A report by the Professional Standards Authority (PSA) has concluded that “there is not currently a clear case for immediate statutory regulation of sonographers as a separate profession.”
Prepared for Health Education England, the document acknowledges that there is “long-term shortage of qualified sonographers in the UK along with increasing demand for ultrasound and radiography services; in part due to their increasing importance in cancer diagnosis.”
The report notes that the “role of a sonographer requires a high degree of skill and clinical knowledge across a range of areas and for individuals to practise with significant autonomy. There are a number of inherent risks arising from sonographers’ practices, including from misdiagnosis and misuse of ultrasound equipment and the risks associated with carrying out what may be intimate examinations.”
The PSA publication continues, “Whilst we have seen evidence of instances of harm occurring, there is insufficient data suggesting widespread prevalence of harm, although this may be partly due to limitations with the data available. It has not been possible… to compare the incidence of harm arising from the practice of regulated and unregulated practitioners.”
The PSA estimates that there are 3000 sonographers practising in the UK, although not regulated as a distinct group, the majority are registered with an existing statutory regulator, generally as a radiographer, nurse or midwife. Most currently work within the NHS, although private provision is increasing, particularly in maternity care.

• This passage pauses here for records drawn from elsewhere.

PR #3904, opened 2024-10-10
Update to micromamba 2.0.2 Docker image.

zaneselvans:
# Overview

- Update to the micromamba v2 Docker image.
- Update to the newest version of the `hadolint-py` pre-commit hook since the old one started failing.

Note: [hadolint](https://github.com/hadolint/hadolint) seems to have been abandoned and [the prettier commit hook](https://github.com/pre-commit/mirrors-prettier) has been archived due to incompatible changes in the underlying prettier library, so we should probably try and replace those hooks (Dockerfile linting, and YAML linting/formatting)

# Testing

- Ran a branch deployment using the new Dockerfile

```[tasklist]
# To-do list
- [x] Run the `build-deploy-pudl` GitHub Action manually to make sure the new Docker image works.
```

### DIFF
--- a/.pre-commit-config.yaml
+++ b/.pre-commit-config.yaml
@@ -47,7 +47,7 @@ repos:
 
   # Lint Dockerfiles for errors and to ensure best practices
   - repo: https://github.com/AleksaC/hadolint-py
-    rev: v2.12.0.3
+    rev: v2.12.1b3
     hooks:
       - id: hadolint
 
--- a/docker/Dockerfile
+++ b/docker/Dockerfile
@@ -1,5 +1,6 @@
 FROM mambaorg/micromamba:2.0.2
 
+ENV CONTAINER_HOME=/home/$MAMBA_USER
 ENV PGDATA=${CONTAINER_HOME}/pgdata
 
 USER root
@@ -29,7 +30,6 @@ RUN pg_createcluster 15 dagster -u "$MAMBA_USER" -- -A trust
 
 # Switch back to being non-root user and get into the home directory
 USER $MAMBA_USER
-ENV CONTAINER_HOME=/home/$MAMBA_USER
 WORKDIR ${CONTAINER_HOME}
 
 ENV CONDA_PREFIX=${CONTAINER_HOME}/env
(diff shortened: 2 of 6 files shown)


docker/Dockerfile
```diff
@@ -1,4 +1,4 @@
-FROM mambaorg/micromamba:1.5.10
+FROM mambaorg/micromamba:2.0.2
 
 ENV PGDATA=${CONTAINER_HOME}/pgdata
```
jdangerx, line 3: I guess we've just been putting the Postgres data in `/pgdata` this whole time? That seems fine, I guess, though we should probably move this down to where `CONTAINER_HOME` *is* defined.

.pre-commit-config.yaml
```diff
@@ -47,7 +47,7 @@ repos:
 
   # Lint Dockerfiles for errors and to ensure best practices
   - repo: https://github.com/AleksaC/hadolint-py
-    rev: v2.12.0.3
+    rev: v2.12.1b3
     hooks:
       - id: hadolint
```
jdangerx, line 52: Tried out the official `hadolint` [pre-commit hook](https://github.com/hadolint/hadolint/blob/master/docs/INTEGRATION.md#pre-commit) using this configuration:

```yaml
  - repo: https://github.com/hadolint/hadolint
    rev: v2.12.0
    hooks:
      - id: hadolint-docker
```

And it worked locally with `pre-commit run -a hadolint-docker`. Should we switch over if `hadolint-py` is unmaintained?

jdangerx (approved):
Fine to go in as is but I have a few small suggestions to clean things up a bit.

.pre-commit-config.yaml
zaneselvans: I don't think `hadolint-docker` will work without Docker installed and running locally will it?

And in any case, it's  the underlying `hadolint` that's been abandoned (I misspoke in the initial comment) so I'm wondering if there are alternatives for Dockerfile linting out there.

docker/Dockerfile
zaneselvans: I suspect that we need `$PGDATA` to be defined prior to installing postgres and creating a postgres cluster, so maybe it would be better to move the definition of `$CONTAINER_HOME` up to the top.

jdangerx: Yes, that's probably better!

PR #4814, opened 2025-12-05
Remove unused `field_namespace` from DataSource

krivard:
# Overview

Remove unused `field_namespace` from DataSource

While working on the metadata dev docs, we discovered that `DataSource.field_namespace` is never used.

## What did you change?

* Drop unused field `DataSource.field_namespace`
* Drop unused class method `DataSource.from_field_namespace()`
* Drop unused helper function `pudl.helpers.get_working_dates_by_datasource()`
* Drop `field_namespace` keys from `pudl.metadata.sources.SOURCES`

## Documentation

# Testing

Searched src, test, notebooks, devtools, and docs for all symbols being removed, with no results.
Ran `make pytest-coverage`.

## To-do list

### DIFF
--- a/src/pudl/helpers.py
+++ b/src/pudl/helpers.py
@@ -1506,26 +1506,6 @@ def iterate_multivalue_dict(**kwargs):
         yield result
 
 
-def get_working_dates_by_datasource(datasource: str) -> pd.DatetimeIndex:
-    """Get all working dates of a datasource as a DatetimeIndex."""
-    import pudl.metadata.classes
-
-    dates = pd.DatetimeIndex([])
-    for data_source in pudl.metadata.classes.DataSource.from_field_namespace(
-        datasource
-    ):
-        working_partitions = data_source.working_partitions
-        if "years" in working_partitions:
-            dates = dates.append(
-                pd.to_datetime(working_partitions["years"], format="%Y")
-            )
-        if "year_months" in working_partitions:
-            dates = dates.append(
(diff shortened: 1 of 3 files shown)


zaneselvans:
The intention with this was that we would use it to specify field-level metadata that would override the global metadata associated with a given "namespace" e.g. all of the EIA data sources could have a field namespace of "eia" if they had common columns that shared a meaning, but that was distinct from the global meaning of that field. IIRC at some point this particular override, but not the individual resource-level overrides (which still live at the bottom of `fields.py`) stopped working, and I spent an annoying amount of time trying to figure out why and failed, and ended up migrating the values that were being overridden in there to resource-level overrides (albeit with some duplication) since there were only a few of them. I probably neglected to remove this related infrastructure / hoped that it would get fixed.

src/pudl/helpers.py
```diff
@@ -1506,26 +1506,6 @@ def iterate_multivalue_dict(**kwargs):
         yield result
 
 
-def get_working_dates_by_datasource(datasource: str) -> pd.DatetimeIndex:
-    """Get all working dates of a datasource as a DatetimeIndex."""
```
aesharpe, line 1510: Is this something we _should_ be using?

krivard:
@aesharpe 
> Should we do a clean sweep of all field_namespace values or do some of them have different purposes?

The remaining `field_namespace` is for `Resource.field_namespace`, which still matters. This PR just removes `DataSource.field_namespace`.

“Statutory regulation is already mitigating risks due to the fact that the majority of those practising as sonographers are already regulated in other professional roles. Additionally, all diagnostic and screening services are required to be registered with the CQC in England.”
Unregistered sonographers cannot train as supplementary prescribers, administer medicines under Patient Group Directives, or refer patients for clinical imaging involving ionising radiation.
The PSA says that “risks could be managed more effectively by strengthening clinical governance and encouraging the relatively low number of unregulated practitioners to join the Public Voluntary Register of Sonographers, although public protection would be strengthened if the register applied for accreditation or transferred practitioners to an existing Accredited Register.”
Charlotte Beardmore, the SCoR’s director of professional policy, said, “The report’s conclusions are very disappointing. The Society and College, along with the Royal College of Radiologists and the British Medical Ultrasound Society, as well as the Health and Care Professions Council, have been pressing for sonographers to become a statutorily regulated profession for a long time. That is a very substantial weight of professional opinion, which has apparently been ignored.”
She continued, “It is also difficult to understand because the PSA say there is evidence of harm being caused to patients. How they can justify their stance if, by their own admission, the current situation is compromising patient care?
“It cannot be right that a person with no training or standards can buy or rent an ultrasound machine, call themselves a sonographer, and perform examinations on individuals who are unlikely to be aware that they are not a professional.
“We will be talking to Health Education England and the Department of Health and asking them to disregard the PSA’s findings and to press ahead with regulation.”
The document says that regulation should be considered again “if the changes to routes (of) entry to the profession and to the practice of sonography identified in our report materialise. This includes any significant increase in the number entering the role through the undergraduate route and increased vulnerability and complexity of patients undergoing ultrasound procedures.”